Classify document templates for ocr extraction

Hi! hope you are having a nice day, i was wondering if there is any way to classify different templates for document data extraction with ocr.

I have 4 different types of invoice that i want to extract data, so i need to find a way to tell the robot wich template need to use to obtain certain data, i dont seem to find any activity for that on the studio.

Any suggestion is welcome, greetings!

Hello Joaco,

I can think different ways of doing it. If you can identify the source of the image file like file name, or email sender if you receiving the invoice through email that can point you to the invoice type, I would use it to determine which template to use.

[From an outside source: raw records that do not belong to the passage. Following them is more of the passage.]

PR #5726, opened 2022-02-17
Fix UDP multicast IPv6 support

binaryseed:
Support for UDP `multicast_if` appears to be broken with IPv6. This PR is an attempt to fix that.

Problem noted some time ago here: https://stackoverflow.com/questions/38376640/cant-add-multicast-group

### DIFF
--- a/lib/kernel/test/inet_SUITE.erl
+++ b/lib/kernel/test/inet_SUITE.erl
@@ -48,7 +48,7 @@
 	 getif/1,
 	 getif_ifr_name_overflow/1,getservbyname_overflow/1, getifaddrs/1,
 	 parse_strict_address/1, ipv4_mapped_ipv6_address/1, ntoa/1,
-         simple_netns/1, simple_netns_open/1,
+         simple_netns/1, simple_netns_open/1, udp_multicast_ipv6/1,
          add_del_host/1, add_del_host_v6/1,
          simple_bind_to_device/1, simple_bind_to_device_open/1,
 	 socknames_sctp/1, socknames_tcp/1, socknames_udp/1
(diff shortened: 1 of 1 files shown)


binaryseed:
I was hoping that the tests would run for the PR, but perhaps they aren't setup to do so since I'm based on top of `maint` and that was only enabled with OTP 25?

I added a commit that I think will fix the issue, but I'm happy to change whatever is needed / hand this PR over...

erts/preloaded/src/prim_inet.erl
```diff
@@ -1884,6 +1884,8 @@ type_value_2(uint8, X)  when X band 16#ff =:= X       -> true;
 type_value_2(time, infinity)                          -> true;
 type_value_2(time, X) when is_integer(X), X >= 0      -> true;
 type_value_2(ip,{A,B,C,D}) when ?ip(A,B,C,D)          -> true;
+type_value_2(ip,{A,B,C,D,E,F,G,H})
+  when ?ip6(A,B,C,D,E,F,G,H)                          -> true;
```
RaimoNiskanen, line 1888: `ip` today means IPv4 address.  It should not be extended to allow IPv6 address.
(Maybe it should be renamed to `ip4` then we could use `ip` for `ip4` | `ip6`)

in `enc_value_3` a type `ip` value is encoded from `{A,B,C,D}` to a IPv4 binary address.  Your change allows to pass an IPv6 address to this point that fails this encoding.

There is also no corresponding code in `inet_drv.c` that handles an IPv6 address, so that would probably segfault if you send down an encoded IPv6 address.  This missing corresponding code in `inet_drv.c` should look at the socket type to figure which address to expect, whether to use IPV6_ADD_MEMBERSHIP or IP_ADD_MEMBERSHIP, and recognize when it gets an address on the wrong format.

RaimoNiskanen:
This problem stems from the old before-IPv6-design.  There is almost no options that are allowed for both IPv4 and IPv6 sockets, and these ones need to handle that.

We need a much more thorough change for this problem.

RaimoNiskanen:
Sorry, not thorough enough...

binaryseed:
Thanks, I didn't realize it went that deep... I will submit an Issue instead

binaryseed:
Opened https://github.com/erlang/otp/issues/5789

PR #5729, opened 2022-02-18
Generate class BeamGlobalAssembler with m4

sverker:
instead of C preprocessor macros, to make it easier to browse the code.

The second commit is an example of a generated `beam_asm_global.hpp` for illustration. It should not be merged.

However, we may not want this PR as it reintroduces build dependency to m4, which was removed together with HiPE.


sverker:
Superseded by #5873.

PR #5730, opened 2022-02-19
Net tick intensity

rickard-green:
Introduce a `net_tickintensity` kernel parameter with which one can control the amount of ticks during `net_ticktime`.

Also improve the `net_kernel:start/1` options making it possible to easier to add new options.


rickard-green:
Replaced by #5740

PR #5737, opened 2022-02-21
jit: Refactor ArgVal to catch errors earlier

jhogberg:
By breaking `ArgVal` into subtypes and only letting us inspect the value when we have a concrete type, we reduce the risk of errors like #5727 happening again.


erts/emulator/utils/beam_makeops
```diff
@@ -3366,3 +3454,25 @@ sub include_files() {
     print '#include "beam_load.h"', "\n";
     print "\n";
 }
+
+# Converts a sign string to its most specific argument class, e.g "an" becomes
```
bjorng, line 3458:
```suggestion
# Converts a sign string to its most specific argument class, e.g. "an" becomes
```

erts/emulator/beam/sys.h
```diff
@@ -176,6 +176,28 @@ typedef ERTS_SYS_FD_TYPE ErtsSysFdType;
 #  define ERTS_UNLIKELY(BOOL) (BOOL)
 #endif
 
+#if defined(DEBUG)
```
bjorng, line 179: I suggest adding a comment explaining what `ERTS_ASSUME()` and `ERTS_PURE` do.

bjorng (approved):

In case you don’t know the source, I would suggest to use first a generic template that check for different positions to get a key value that will identify which template to use. For instance, use one template that first identify where the “invoice id” is located in the 4 different invoice types and save that value to a variable (varInvoice1, varInvoice2…) and then check which variable has the right value.

Hope this helps you!

1 Like

Hi @joacobracci!
You can also use ready-made templates from Klippa, Nanonets, or create your own pattern recognition by masks, keywords, found by coordnates in areas or in an array. Then you can create a condition for different templates, depending on the presence of keywords or masks.

Thank you for your reply!
I find your solution very interesting,
there is an activity or something already made for pattern recognition , or keywords on the studio ? or i should create that solution by scratch?

ty again for replying!

Hi Diego thank you for your reply!,
i should try that

ty again for replying!

@joacobracci You can use activity “Text found?” for strings or JS method array.includes(‘keyword’) to find objects in array.